Action item » What you need to produce is the complete listing, repeated exactly.

Records for processing »
-----

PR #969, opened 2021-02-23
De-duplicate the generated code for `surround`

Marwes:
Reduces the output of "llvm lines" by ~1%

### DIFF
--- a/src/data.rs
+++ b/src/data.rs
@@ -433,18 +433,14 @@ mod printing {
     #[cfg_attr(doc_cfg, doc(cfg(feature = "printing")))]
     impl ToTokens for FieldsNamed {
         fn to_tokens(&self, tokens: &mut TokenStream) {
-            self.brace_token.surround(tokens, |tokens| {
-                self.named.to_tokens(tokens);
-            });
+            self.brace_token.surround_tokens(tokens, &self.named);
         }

-----

Output for this task »
PR #969, opened 2021-02-23
De-duplicate the generated code for `surround`

Marwes:
Reduces the output of "llvm lines" by ~1%

### DIFF
--- a/src/data.rs
+++ b/src/data.rs
@@ -433,18 +433,14 @@ mod printing {
     #[cfg_attr(doc_cfg, doc(cfg(feature = "printing")))]
     impl ToTokens for FieldsNamed {
         fn to_tokens(&self, tokens: &mut TokenStream) {
-            self.brace_token.surround(tokens, |tokens| {
-                self.named.to_tokens(tokens);
-            });
+            self.brace_token.surround_tokens(tokens, &self.named);
         }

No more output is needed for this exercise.